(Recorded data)
------------

Issue #28, opened 2017-01-18
LABEL is not properly handled by dockerfile-parse


phracek:
If Dockerfile is defined like:

~~~
LABEL summary="Postfix is a Mail Transport Agent (MTA)." \
       version = "1.0" \
       description="Postfix is mail transfer agent that routes and delivers mail." \
       io.k8s.description="Postfix is mail transfer agent that routes and delivers mail." \
       io.k8s.display-name="Postfix 3.1" \
       io.openshift.expose-services="10025:postfix" \
io.openshift.tags="postfix,mail,mta"
~~~

then dockerfile-parse parse it like:
~~~
{u'content': u'LABEL summary="Postfix is a Mail Transport Agent (MTA)." \\\n    version="1.0" \\\n    description="Postfix is mail transfer agent that routes and delivers mail." \\\n    io.k8s.description="Postfix is mail transfer agent that routes and delivers mail." \\\n    io.k8s.diplay-name="Postfix 3.1" \\\n    io.openshift.expose-services="10025:postfix" \\\n    io.openshift.tags="postfix,mail,mta"\n',
 u'endline': 22,
 u'instruction': u'LABEL',
 u'startline': 16,
 u'value': u'summary="Postfix is a Mail Transport Agent (MTA)."     version="1.0"     description="Postfix is mail transfer agent that routes and delivers mail."     io.k8s.description="Postfix is mail transfer agent that routes and delivers mail."     io.k8s.diplay-name="Postfix 3.1"     io.openshift.expose-services="10025:postfix"     io.openshift.tags="postfix,mail,mta"'}
~~~

python program as reproducer:
~~~
        dfp = DockerfileParser(path=self.dir)
        import pprint
        for struct in dfp.structure:
            pprint.pprint(struct)
~~~

Would it be possible to somehow structure it?

twaugh:
The `labels` property provides access to individual labels.

lcarva:
Each item in structure is meant to represent an instruction, which can span multiple lines. I'm not sure I understand the request, could you provide example of the behavior you're expecting?

phracek:
Hi folks, I am happy you responded.

If my labels are defined like multiple lines like in my case, I would prefer to create a structure like below.

SEE value. Nowadays it is string, which is wrongly parsable by python.
~~~
[...]

PR #33, opened 2017-04-11
Labels and envs dict to structure

lachmanfrantisek:
As well as @phracek in #28, I need to parse `ENV`/`LABEL` key-values for each instruction.

For a backwards compatibility, I've only added another item to instruction dictionary:
```Dockerfile
FROM fedora:25

LABEL summary="Postfix is a Mail Transport Agent (MTA)." \
       version="1.0" \
       description="Postfix is mail transfer agent that routes and delivers mail." \
       io.k8s.description="Postfix is mail transfer agent that routes and delivers mail." \
       io.k8s.display-name="Postfix 3.1" \
       io.openshift.expose-services="10025:postfix" \
io.openshift.tags="postfix,mail,mta"

```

------------

→ **Your task**
Reproduce verbatim the stretch of lines beginning with the one containing "PR #33, opened 2017-04-11" and ending at the close of the entries above.

→ **Task output**
PR #33, opened 2017-04-11
Labels and envs dict to structure

lachmanfrantisek:
As well as @phracek in #28, I need to parse `ENV`/`LABEL` key-values for each instruction.

For a backwards compatibility, I've only added another item to instruction dictionary:
```Dockerfile
FROM fedora:25

LABEL summary="Postfix is a Mail Transport Agent (MTA)." \
       version="1.0" \
       description="Postfix is mail transfer agent that routes and delivers mail." \
       io.k8s.description="Postfix is mail transfer agent that routes and delivers mail." \
       io.k8s.display-name="Postfix 3.1" \
       io.openshift.expose-services="10025:postfix" \
io.openshift.tags="postfix,mail,mta"

```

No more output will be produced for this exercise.